### Brief:
Gather every line of the entries that includes the word "consistent".

### Records for this exercise:

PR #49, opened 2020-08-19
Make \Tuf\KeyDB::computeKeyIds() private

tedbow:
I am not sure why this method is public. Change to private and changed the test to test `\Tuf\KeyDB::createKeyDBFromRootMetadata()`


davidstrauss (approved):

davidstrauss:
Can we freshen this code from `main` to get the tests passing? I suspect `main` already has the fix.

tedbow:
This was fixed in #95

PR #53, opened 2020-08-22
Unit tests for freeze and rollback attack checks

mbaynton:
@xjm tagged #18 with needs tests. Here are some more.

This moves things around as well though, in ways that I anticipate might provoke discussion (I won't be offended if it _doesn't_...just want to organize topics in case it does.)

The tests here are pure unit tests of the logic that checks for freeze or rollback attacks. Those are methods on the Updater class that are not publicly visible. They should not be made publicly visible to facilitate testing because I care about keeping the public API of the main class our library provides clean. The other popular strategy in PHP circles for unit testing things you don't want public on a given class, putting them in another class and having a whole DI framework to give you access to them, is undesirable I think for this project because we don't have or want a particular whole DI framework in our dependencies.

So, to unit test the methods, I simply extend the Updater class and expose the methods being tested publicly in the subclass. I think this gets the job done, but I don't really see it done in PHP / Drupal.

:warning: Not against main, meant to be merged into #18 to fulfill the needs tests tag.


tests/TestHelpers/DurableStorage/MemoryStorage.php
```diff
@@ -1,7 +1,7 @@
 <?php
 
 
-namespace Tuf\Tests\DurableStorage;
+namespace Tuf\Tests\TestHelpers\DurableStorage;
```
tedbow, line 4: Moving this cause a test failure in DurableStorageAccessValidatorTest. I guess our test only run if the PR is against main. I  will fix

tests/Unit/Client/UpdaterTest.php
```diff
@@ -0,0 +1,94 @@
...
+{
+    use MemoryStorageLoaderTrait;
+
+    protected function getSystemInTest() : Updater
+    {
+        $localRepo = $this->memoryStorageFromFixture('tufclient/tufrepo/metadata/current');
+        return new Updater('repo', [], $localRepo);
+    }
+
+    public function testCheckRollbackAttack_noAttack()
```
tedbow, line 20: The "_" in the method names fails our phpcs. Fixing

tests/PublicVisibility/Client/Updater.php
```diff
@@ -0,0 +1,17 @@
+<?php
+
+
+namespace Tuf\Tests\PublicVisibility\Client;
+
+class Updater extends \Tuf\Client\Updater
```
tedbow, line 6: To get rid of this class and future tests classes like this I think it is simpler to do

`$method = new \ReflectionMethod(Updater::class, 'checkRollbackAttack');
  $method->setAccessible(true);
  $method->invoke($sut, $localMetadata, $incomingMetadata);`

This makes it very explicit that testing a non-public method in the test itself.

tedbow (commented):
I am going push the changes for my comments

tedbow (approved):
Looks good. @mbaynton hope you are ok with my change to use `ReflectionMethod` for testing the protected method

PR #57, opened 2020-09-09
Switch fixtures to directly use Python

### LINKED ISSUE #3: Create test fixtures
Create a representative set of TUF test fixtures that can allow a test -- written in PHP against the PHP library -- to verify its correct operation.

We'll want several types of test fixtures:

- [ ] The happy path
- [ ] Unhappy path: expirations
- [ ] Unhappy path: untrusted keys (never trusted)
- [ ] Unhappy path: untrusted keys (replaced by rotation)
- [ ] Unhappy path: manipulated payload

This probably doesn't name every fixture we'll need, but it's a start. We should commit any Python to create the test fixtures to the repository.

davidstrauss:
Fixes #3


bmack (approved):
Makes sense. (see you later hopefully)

* * *

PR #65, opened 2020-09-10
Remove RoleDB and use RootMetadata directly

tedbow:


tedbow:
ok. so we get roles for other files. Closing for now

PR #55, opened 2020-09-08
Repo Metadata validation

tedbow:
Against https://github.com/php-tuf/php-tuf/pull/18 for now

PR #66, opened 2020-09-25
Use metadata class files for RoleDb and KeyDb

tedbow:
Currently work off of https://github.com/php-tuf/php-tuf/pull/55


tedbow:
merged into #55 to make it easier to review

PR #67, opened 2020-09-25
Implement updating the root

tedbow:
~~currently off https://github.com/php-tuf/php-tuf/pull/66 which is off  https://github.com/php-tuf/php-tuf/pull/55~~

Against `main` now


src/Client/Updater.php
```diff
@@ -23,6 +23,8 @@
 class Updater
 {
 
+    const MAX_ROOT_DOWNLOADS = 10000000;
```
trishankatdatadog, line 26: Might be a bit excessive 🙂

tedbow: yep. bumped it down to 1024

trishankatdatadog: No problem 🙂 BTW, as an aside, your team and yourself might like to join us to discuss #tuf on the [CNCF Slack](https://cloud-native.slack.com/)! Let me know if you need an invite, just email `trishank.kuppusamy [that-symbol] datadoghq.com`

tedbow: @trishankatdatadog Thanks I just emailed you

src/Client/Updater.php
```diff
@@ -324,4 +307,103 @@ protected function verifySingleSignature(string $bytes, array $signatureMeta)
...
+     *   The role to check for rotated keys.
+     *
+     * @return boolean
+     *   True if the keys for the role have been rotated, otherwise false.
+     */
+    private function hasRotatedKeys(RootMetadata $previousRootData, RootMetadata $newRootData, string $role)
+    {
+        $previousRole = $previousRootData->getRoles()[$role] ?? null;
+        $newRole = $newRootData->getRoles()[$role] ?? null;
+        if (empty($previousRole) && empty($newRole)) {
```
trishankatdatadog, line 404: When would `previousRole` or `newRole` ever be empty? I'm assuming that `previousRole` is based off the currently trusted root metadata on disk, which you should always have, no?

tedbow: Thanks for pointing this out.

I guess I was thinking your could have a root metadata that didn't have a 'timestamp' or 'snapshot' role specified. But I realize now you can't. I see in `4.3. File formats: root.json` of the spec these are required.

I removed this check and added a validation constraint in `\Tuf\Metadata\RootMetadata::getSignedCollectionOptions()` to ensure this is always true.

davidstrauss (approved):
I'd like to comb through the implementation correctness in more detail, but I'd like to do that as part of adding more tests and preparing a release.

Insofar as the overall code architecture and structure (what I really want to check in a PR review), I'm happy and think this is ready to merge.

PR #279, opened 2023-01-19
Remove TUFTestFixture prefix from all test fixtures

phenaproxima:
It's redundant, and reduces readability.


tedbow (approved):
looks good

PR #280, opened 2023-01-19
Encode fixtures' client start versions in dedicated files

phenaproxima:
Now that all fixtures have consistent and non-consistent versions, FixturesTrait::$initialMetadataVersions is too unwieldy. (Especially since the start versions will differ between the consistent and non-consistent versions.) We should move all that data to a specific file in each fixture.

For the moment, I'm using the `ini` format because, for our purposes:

* * *

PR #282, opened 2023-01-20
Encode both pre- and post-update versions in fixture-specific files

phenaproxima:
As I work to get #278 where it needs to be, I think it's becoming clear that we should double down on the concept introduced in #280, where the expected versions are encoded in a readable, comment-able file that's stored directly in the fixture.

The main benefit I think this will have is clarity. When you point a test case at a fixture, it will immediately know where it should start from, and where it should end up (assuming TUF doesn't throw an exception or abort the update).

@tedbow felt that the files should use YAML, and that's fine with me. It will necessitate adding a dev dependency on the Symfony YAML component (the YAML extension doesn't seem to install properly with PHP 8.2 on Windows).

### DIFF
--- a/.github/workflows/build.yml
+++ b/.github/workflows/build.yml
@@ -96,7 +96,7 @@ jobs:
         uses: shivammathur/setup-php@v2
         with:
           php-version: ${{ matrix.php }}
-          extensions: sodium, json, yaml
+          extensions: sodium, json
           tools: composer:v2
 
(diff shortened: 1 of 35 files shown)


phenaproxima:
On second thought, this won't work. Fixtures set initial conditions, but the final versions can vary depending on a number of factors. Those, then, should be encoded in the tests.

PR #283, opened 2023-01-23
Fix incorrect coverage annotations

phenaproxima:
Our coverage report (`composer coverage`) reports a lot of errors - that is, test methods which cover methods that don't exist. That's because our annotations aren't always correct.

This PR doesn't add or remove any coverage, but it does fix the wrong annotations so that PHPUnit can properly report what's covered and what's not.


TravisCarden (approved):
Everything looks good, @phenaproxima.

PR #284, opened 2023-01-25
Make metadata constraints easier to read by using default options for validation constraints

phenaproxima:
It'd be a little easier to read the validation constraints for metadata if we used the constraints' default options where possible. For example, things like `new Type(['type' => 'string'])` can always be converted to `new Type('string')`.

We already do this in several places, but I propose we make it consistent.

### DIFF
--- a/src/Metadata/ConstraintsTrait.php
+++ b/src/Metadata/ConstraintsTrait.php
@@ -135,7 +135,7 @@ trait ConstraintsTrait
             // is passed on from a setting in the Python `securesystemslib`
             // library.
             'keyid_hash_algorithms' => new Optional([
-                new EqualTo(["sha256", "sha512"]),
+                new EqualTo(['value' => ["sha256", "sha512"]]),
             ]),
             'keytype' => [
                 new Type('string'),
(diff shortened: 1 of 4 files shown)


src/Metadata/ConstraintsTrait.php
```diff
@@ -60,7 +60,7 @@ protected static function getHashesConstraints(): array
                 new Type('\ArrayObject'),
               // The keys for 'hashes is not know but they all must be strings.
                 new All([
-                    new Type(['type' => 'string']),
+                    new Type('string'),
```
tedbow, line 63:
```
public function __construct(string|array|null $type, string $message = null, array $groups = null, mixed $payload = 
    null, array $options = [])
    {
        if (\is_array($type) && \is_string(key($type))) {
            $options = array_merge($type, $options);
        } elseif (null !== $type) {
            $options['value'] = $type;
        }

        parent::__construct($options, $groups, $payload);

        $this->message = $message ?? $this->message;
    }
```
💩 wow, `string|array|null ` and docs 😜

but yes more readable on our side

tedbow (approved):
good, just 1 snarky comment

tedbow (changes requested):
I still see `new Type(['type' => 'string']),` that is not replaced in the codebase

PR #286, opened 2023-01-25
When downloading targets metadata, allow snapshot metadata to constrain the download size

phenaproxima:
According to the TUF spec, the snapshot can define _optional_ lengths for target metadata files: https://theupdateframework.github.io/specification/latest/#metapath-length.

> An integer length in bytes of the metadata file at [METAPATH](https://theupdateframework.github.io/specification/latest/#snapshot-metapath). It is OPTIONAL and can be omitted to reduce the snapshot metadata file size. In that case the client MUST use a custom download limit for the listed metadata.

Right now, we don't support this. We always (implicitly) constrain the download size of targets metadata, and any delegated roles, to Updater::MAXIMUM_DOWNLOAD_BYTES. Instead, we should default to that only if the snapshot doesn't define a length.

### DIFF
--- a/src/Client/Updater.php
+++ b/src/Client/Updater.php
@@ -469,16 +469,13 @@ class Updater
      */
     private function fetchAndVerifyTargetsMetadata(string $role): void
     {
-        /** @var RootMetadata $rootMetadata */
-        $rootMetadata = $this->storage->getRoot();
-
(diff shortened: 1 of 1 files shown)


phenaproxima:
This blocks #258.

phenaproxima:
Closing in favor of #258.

### Exercise result:
Now that all fixtures have consistent and non-consistent versions, FixturesTrait::$initialMetadataVersions is too unwieldy. (Especially since the start versions will differ between the consistent and non-consistent versions.) We should move all that data to a specific file in each fixture.
We already do this in several places, but I propose we make it consistent.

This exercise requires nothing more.